PR #341, opened 2017-02-16
added #indexOf to collection.dart

willyp564:
Here is an example use case: cs/piper///depot/google3/ads/awapps2/shared/ad_group_criterion/lib/ad_group_criterion_mutate_helper.dart?l=38

There are many others.

### DIFF
--- a/lib/collection.dart
+++ b/lib/collection.dart
@@ -78,13 +78,22 @@ bool setsEqual(Set a, Set b) {
   return a.containsAll(b);
 }
 
-/// Returns the index of the first item in [list] where [matcher] evaluates to
-/// true.
+/// Returns the index of the first item in [elements] where [predicate]
+/// evaluates to true.
 ///
-/// Returns -1 if there are no items where [matcher] evaluates to true.
-int indexOf<T>(List<T> list, bool matcher(T item)) {
-  for (var i = 0; i < list.length; i++) {
-    if (matcher(list[i])) return i;
+/// Returns -1 if there are no items where [predicate] evaluates to true.
+int indexOf<T>(Iterable<T> elements, bool predicate(T element)) {
+  if (elements is List) {
+    for (int i = 0; i < elements.length; i++) {
+      if (predicate(elements[i])) return i;
+    }
+    return -1;
+  }
+
+  int i = 0;
+  for (T element in elements) {
+    if (predicate(element)) return i;
+    i++;
   }
   return -1;
 }
--- a/lib/collection.dart
+++ b/lib/collection.dart
@@ -77,3 +77,14 @@ bool setsEqual(Set a, Set b) {
 
   return a.containsAll(b);
 }
+
+/// Returns the index of the first item in [list] where [matcher] evaluates to
+/// true.
+///
+/// Returns -1 if there are no items where [matcher] evaluates to true.
+int indexOf<T>(List<T> list, bool matcher(T item)) {
+  for (var i = 0; i < list.length; i++) {
+    if (matcher(list[i])) return i;
+  }
+  return -1;
+}
--- a/test/collection/collection_test.dart
+++ b/test/collection/collection_test.dart
@@ -69,4 +69,17 @@ main() {
       expect(setsEqual(new Set(), new Set.from([1])), isFalse);
     });
   });
+
+  group('indexOf', () {
+    test('returns the first matching index', () {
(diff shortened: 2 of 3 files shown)


lib/collection.dart
```diff
@@ -77,3 +77,14 @@ bool setsEqual(Set a, Set b) {
 
   return a.containsAll(b);
 }
+
+/// Returns the index of the first item in [list] where [matcher] evaluates to
+/// true.
+///
+/// Returns -1 if there are no items where [matcher] evaluates to true.
+int indexOf<T>(List<T> list, bool matcher(T item)) {
```
yjbanov: I think a more common name for the callback is `predicate`. `matcher` sounds like something from `package:matcher`. Similarly, a more common name for items in a collection is `element`.

yjbanov: I'd imagine this utility could be useful for any `Iterable`. Are we worried about performance? If so, we could do:

```dart
int indexOf<T>(Iterable<T> elements, bool predicate(T element)) {
  if (elements is List) {
    for (int i = 0; i < element.length; i++) {
      ...
    }
    return -1;
  }

  for (T element in elements) {
    ...
  }
  return -1;
}
```

willyp564:
yjbanov - I agree this could be useful for all Iterables. I also went ahead with your suggestion to increase performance.

willyp564:
Also, I believe cbracken told me the integration tests were failing because of something on your end. Although I could have misunderstood. Let me know if I need to take action on this.

Thanks!

cbracken:
On the integration tests: yep -- the issue is with `FakeAsync` tests. `package:test` v0.12.19 spins up a microtask in `expect()` which broke `FakeAsync` tests that expect a certain number of microtasks. Fixed in #342.

cbracken:
lgtm

test/collection/collection_test.dart
```diff
@@ -69,4 +69,17 @@ main() {
...
+  group('indexOf', () {
+    test('returns the first matching index', () {
+      expect(indexOf<int>([1, 12, 19, 20, 24], (n) => n % 2 == 0), 1);
+      expect(indexOf<String>(['a', 'b', 'a'], (s) => s == 'a'), 0);
+    });
+
+    test('returns -1 when there is no match', () {
+      expect(indexOf<int>([1, 3, 7], (n) => n % 2 == 0), -1);
+      expect(indexOf<String>(['a', 'b'], (s) => s == 'e'), -1);
+      expect(indexOf<bool>([], (n) => true), -1);
```
cbracken: nit: `(_) => true`

lib/collection.dart
```diff
@@ -77,3 +77,23 @@ bool setsEqual(Set a, Set b) {
...
 }
+
+/// Returns the index of the first item in [elements] where [predicate]
+/// evaluates to true.
+///
+/// Returns -1 if there are no items where [predicate] evaluates to true.
+int indexOf<T>(Iterable<T> elements, bool predicate(T element)) {
+  if (elements is List) {
+    for (int i = 0; i < elements.length; i++) {
+      if (predicate(elements[i])) return i;
```
cbracken: Iterable doesn't have `operator[]`, so you'll need a cast. I'd extract a local.
```dart
if (elements is List) {
  var elementList = elements as List;
  for (int i = 0; i < elementList.length; i++) {
    if (predicate(elements[i])) return i;
  }
}

...
```

Alternatively, stick with the original code. @yjbanov thoughts?

cbracken: Iterable doesn't have `operator[]`, so you'll need a cast. I'd extract a local.
```dart
if (elements is List) {
  var elementList = elements as List;
  for (int i = 0; i < elementList.length; i++) {
    if (predicate(elements[i])) return i;
  }
}

...
```

Alternatively, stick with the original code. @yjbanov thoughts?

yjbanov: I believe Dart does the type promotion when it sees an `is` check, so I think this should be strong-mode clean.

cbracken: The analyzer has had different behaviour over time with that. A manual run of the analyzer results in:
```
[error] The operator '[]' isn't defined for the class 'Iterable<T>'. (/home/travis/build/google/quiver-dart/lib/collection.dart, line 88, col 29)
```

cbracken: Alright changing to `List<T>` actually fixes the warning/error.

cbracken:
Alright manually patched up and merged in fcabebed1fd2f021ac328d9507b3a1447ba8cc21.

▶ **WHAT NEEDS TO BE DONE**:
In the data above, each line holding "when" is to be found and copied.

▶ **SOLUTION TO THIS PROBLEM**:
+    test('returns -1 when there is no match', () {
yjbanov: I believe Dart does the type promotion when it sees an `is` check, so I think this should be strong-mode clean.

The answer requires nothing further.